- _ACTION ITEM_: Below are several entries. Transcribe exactly those lines that fall from the one with "reaching for Python internals fails closed)." through the one with "worker's identity. In", end lines included.

:: DATA EXCERPTS ::

Issue #486, opened 2026-07-31
Lite encrypts connections with a fixed key published in this repository


neochaotic:
Found while reviewing #485 (the secretKey entropy work). Adjacent to it, not caused by it.

## The claim and the key

`docs/variables-connections.md:4` states, without qualification:

> secrets encrypted at rest, AES-256-GCM — ADR 0019

`docs/etl-staging-case-study.md:156`, `docs/dbt.md:186` and ADR 0021 repeat it. ADR 0019 does not mention Lite at all.

In Lite the key is a constant:

```go
// internal/cli/dev.go:65
devSecretKey = "dev-insecure-secret-key-32bytes!"
```

Published in this repository, identical on every Lite install on earth. Anyone holding a Lite user's database file decrypts every connection password in it, with no work.

## Why this is worth fixing rather than explaining away

The constant is honestly named and Lite is a single-user local tool, so the usual answer is "if they have your database they have your machine". That understates how a database file travels: a backup, a synced home directory, a support bundle, a shared workstation, a laptop that gets resold. The file leaves the machine far more easily than shell access does.

And users put real credentials in Lite. During the `v0.1.2-rc.2` validation a probe created `prod_db = postgres://svc:…@prod.internal:5432/payments` — that is what a realistic Lite session looks like.

"Encrypted at rest" is a term with a meaning. With a published key it is obfuscation, and the docs do not say so.

## The fix already exists in the codebase

`leoflow setup` generates a **per-install** JWT signing secret and persists it to `~/.leoflow/config.yaml`:

```go
// internal/cli/setup.go:408
func generateJWTSecret() (string, error) {
    var b [32]byte
    rand.Read(b[:])
    return hex.EncodeToString(b[:]), nil   // 64 hex chars, 256 real bits
}
```

Do the same for the secret key. Same function shape, same file, same lifecycle — a reinstall rotates it, exactly as the JWT comment already describes as desirable.

## Migration is the real work

Existing Lite installs have connections encrypted under the fixed key. Rotating without a re-encryption path makes them undecryptable, which is worse than the status quo. The change needs: generate on setup if absent, keep reading the old constant as a fallback, re-encrypt on first successful decrypt, and stop writing under the old key.

## Done when

- [ ] `leoflow setup` generates and persists a per-install secret key
- [ ] Existing connections encrypted under the fixed key are transparently re-encrypted, not orphaned
- [ ] The fixed constant survives only as a read-only fallback, and is removed a release later
[...]

Issue #388, opened 2026-06-16
ADR: secrets via env-ref, not rendered into command strings (multi-tenant hardening)


neochaotic:
## Context

`_render_bash` Jinja-renders a task's bash command with the run context
(`var`/`conn`/`params`/`ds`). We now render it with a `SandboxedEnvironment`
(commit on feat/connectors), which closes the **SSTI** vector (a template
reaching for Python internals fails closed).

Two risks remain that the sandbox does **not** address, and that matter once
Leoflow is a multi-tenant enterprise product (we already carry `TenantID` in the
domain):

1. **Shell/command injection across a trust boundary.** A `Variable`/`param`
   value interpolated into a string handed to `/bin/sh -c` executes with the
   worker's identity. In multi-tenant, the principal that *sets* a Variable may
   be less privileged than the one whose worker *runs* the command — that is a
   privilege-escalation seam. Neither autoescape (HTML) nor the sandbox (template
   execution) fixes "value -> shell string".
2. **Secret leakage.** A secret rendered into the command line shows up in `ps`,
   process listings, logs, and audit trails — a compliance non-starter.

## How Kubernetes frames the same problem

K8s never interpolates secret/config values into a shell command. It delivers
them as **env vars** (`secretKeyRef`/`configMapKeyRef`) or **mounted files**, and
runs the **exec form** (`command`/`args` -> `execve`, no `/bin/sh -c`) with its
own non-shell `$(VAR)` substitution (`$$` to escape). Code (the reviewed,
immutable Pod spec) is kept separate from data (Secrets, resolved by the trusted
kubelet by reference). The value reaches the process as data, never parsed as
code by a shell.

## What we already have

Leoflow already delivers Variables/Connections as `AIRFLOW_VAR_*` /
`AIRFLOW_CONN_*` **env vars** to the task (gRPC to the pod / host env in Lite).
That is the K8s-correct path. The `{{ var.value.X }}` bash rendering is an
Airflow-parity convenience that reintroduces the injection/leak surface.

## Proposal (post-RC, needs an ADR)

- Position **env-ref delivery as the recommended path for secrets**; the `{{ }}`
  bash rendering is parity/convenience, documented as such.
- Document that secrets must **not** be rendered into the command string
  (`ps`/log/audit leakage) — reference `$AIRFLOW_VAR_*`/`$AIRFLOW_CONN_*` instead.
- When real multi-tenancy lands, make this a **policy** (lint/reject rendering a
[...]

PR #487, opened 2026-07-31
docs(adr): date two corrections, and record the secret-delivery decision

neochaotic:
Three ADRs have drifted from reality in three different ways, and they do not want the same treatment.

## Corrected in place, with a dated note

| ADR | Says | Reality |
|---|---|---|
| **0012** | CI runs `goreportcard-cli` on every PR, plus a weekly Go Report Card endpoint job | The service was retired; the `reportcard` Makefile target is now a local validator. Neither check exists |
| **0033** | An `-rc.N` tag publishes as a **DRAFT** | It publishes as a **pre-release**, and has since `v0.1.0-rc.3` |

Both get a correction **beside** the original text rather than a rewrite. An ADR records what was decided and when; editing the record to match today erases the fact that it once said otherwise, which is exactly what a reader needs in order to trust the rest of it.

0033's correction also explains why the *workflow* is right and the *table* is wrong: the property the table exists to guarantee — a candidate is never installed by someone asking for "latest" — holds anyway, because `install.sh` resolves through `GET /releases/latest`, which excludes pre-releases by definition. Without that note, the next reader "fixes" a release pipeline that is behaving correctly.

## Deliberately left alone

**ADR 0011** says coverage is computed **per-package** and that packages below threshold block CI. CI enforces a filtered **aggregate**. That is a decision that diverged from its implementation, not a stale reference — either CI should match the ADR or the ADR should record a changed decision, and that has not been settled. Writing text now would paper over the open question.

## New: ADR 0045, secret delivery (Proposed)

#59, #388, #476 and #486 are separately circling one decision: **a task should receive a secret because its DAG declared it.** That deserves an ADR rather than four issue comments, because the alternatives are real and are now researched:

- **Argo** enforces through explicit `secretKeyRef` in the spec. Strong — and wrong for Leoflow, because it makes the author name Kubernetes Secret keys, breaking the Airflow connection abstraction this project exists to preserve.
- **Kubeflow** only *appears* declarative. `kubeflow-kubernetes-edit` grants `secrets: [get,list,watch]` to the ServiceAccount running pipeline steps, so any step reads every Secret in its namespace. Its posture matches Leoflow's today, at the cost of a CRD, a controller and a service mesh. This is the finding that most changes the plan: porting it would have bought complexity and no isolation.
- **Airflow AIP-72** — declared connections resolved through an enforcing API — is both the strongest model and the one Leoflow is already compatibility-bound to.

The ADR is explicit about what it does **not** do: it does not fix Lite's fixed encryption key (#486) or the pod-spec token exposure, and **#476 lands first**, because scoping delivery is worthless while the credential that bypasses the scoping is itself handed to user code.

Status is **Proposed**. It records a direction and its reasoning; accepting it is a separate decision.

## Verification

`scripts/gen-adr-index.sh --check` up to date, `mkdocs build --strict` clean.

### DIFF
--- a/docs/adr/0012-code-quality-standards.md
+++ b/docs/adr/0012-code-quality-standards.md
@@ -87,6 +87,15 @@ Configuration excludes generated code (sqlc output, protobuf-generated, `interna
 | CI: every PR | Runs full `golangci-lint run` plus `goreportcard-cli`. Blocks merge on any check below 99%. |
 | Periodic | Weekly job verifies the public Go Report Card endpoint still reports A+. Opens an issue automatically if degraded. |
 
+> **Correction — 2026-07-30.** The two CI rows above describe checks that no
+> longer exist. Go Report Card was retired as a dead service (see the `reportcard`
+> target in the Makefile, now a local validator), so `goreportcard-cli` does not
+> run on PRs and there is no weekly endpoint job. The *decision* this ADR records
+> — A+ as a floor enforced by linting, not a target — still holds and is enforced
+> by `golangci-lint` in CI. Only the named tooling is stale. Left in place rather
+> than rewritten: an ADR records what was decided when, and the correction belongs
+> beside it.
+
 ## Why "A+ as a floor, not a target"
 
 The seven checks set a minimum hygiene bar. They do NOT catch:
--- a/docs/adr/0033-release-flow-rc-tags-and-e2e-gates.md
+++ b/docs/adr/0033-release-flow-rc-tags-and-e2e-gates.md
@@ -65,6 +65,15 @@ Two tag conventions, distinguished by suffix:
 > Recorded here rather than by changing the workflow to match the table: the
 > table is the stale artifact, and someone reading it might otherwise "fix" a
 > release pipeline that is behaving correctly.
+>
+> **Pre-release is now the intended state, not a tolerated deviation.** A draft is
+> visible only to maintainers, so implementing the table as written would erase
+> every candidate from the public releases page. Those candidates are part of how
+> the project's history reads — `v0.1.0` took four of them, `v0.1.2` needed a
+> respin for one defect — and that record is worth keeping. `prune-prealpha.yaml`
+> is already scoped to tags containing `-prealpha.` and never touches `-rc.N`, so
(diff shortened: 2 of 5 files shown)


neochaotic:
## Two additions after maintainer input

**Candidate visibility is now recorded as intended, not merely tolerated.** The original correction said the 0033 table was stale but not which way is right — and that omission mattered. Implementing the table as written would turn every release candidate into a draft, visible only to maintainers, erasing them from the public releases page.

The maintainer wants candidates kept in the history because they are part of how the project reads: `v0.1.0` took four of them, `v0.1.2` needed a respin for a single defect. Verified that nothing threatens them today — all candidates back to `v0.1.0-rc.2` are present as pre-releases, and `prune-prealpha.yaml` matches only tags containing `-prealpha.`, never `-rc.N`. The correction now names this as a property to preserve, so the next person to touch either does not remove it by accident.

**ADR 0046 answers the coverage question this PR originally left open.**

The first version of this PR deliberately did not touch ADR 0011, on the grounds that per-package-vs-aggregate is a diverged decision rather than a stale reference, and writing text would paper over it. With direction from the maintainer — coverage should be *consistent and effective* — it can be resolved rather than deferred, so 0046 partially supersedes 0011's coverage clauses.

The finding that drives it is not the number:

> The coverage job runs without `-tags integration`, so the 189 integration tests contribute **nothing** to the gate — and the same glue files are then removed by the exclusion regex. Excluded twice. Counting them moves `internal/storage` from 20.4% to **67.4%** and `internal/xcom` from 30.4% to **58.1%**.

Someone who writes an integration test to cover `storage` watches the metric not move. The gate fails to reward exactly the tests the glue needs.

Decided: count the integration suite, make per-package the single rule (an aggregate hides `xcom` at 30% behind `alerts` at 96%), and replace the opaque regex with three tiers whose membership is justified per entry. `internal/cli` gets a **declared** exception at 78% rather than a silent miss.

Every figure is measured against `main` on 2026-07-30 with the conditions stated, so it can be re-measured rather than trusted.

Both new ADRs are **Proposed**. 0046 in particular changes what CI fails on, so accepting it is a separate decision from merging this.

:::

- _RESPONSE AREA_:
reaching for Python internals fails closed).

Two risks remain that the sandbox does **not** address, and that matter once
Leoflow is a multi-tenant enterprise product (we already carry `TenantID` in the
domain):

1. **Shell/command injection across a trust boundary.** A `Variable`/`param`
   value interpolated into a string handed to `/bin/sh -c` executes with the
   worker's identity. In multi-tenant, the principal that *sets* a Variable may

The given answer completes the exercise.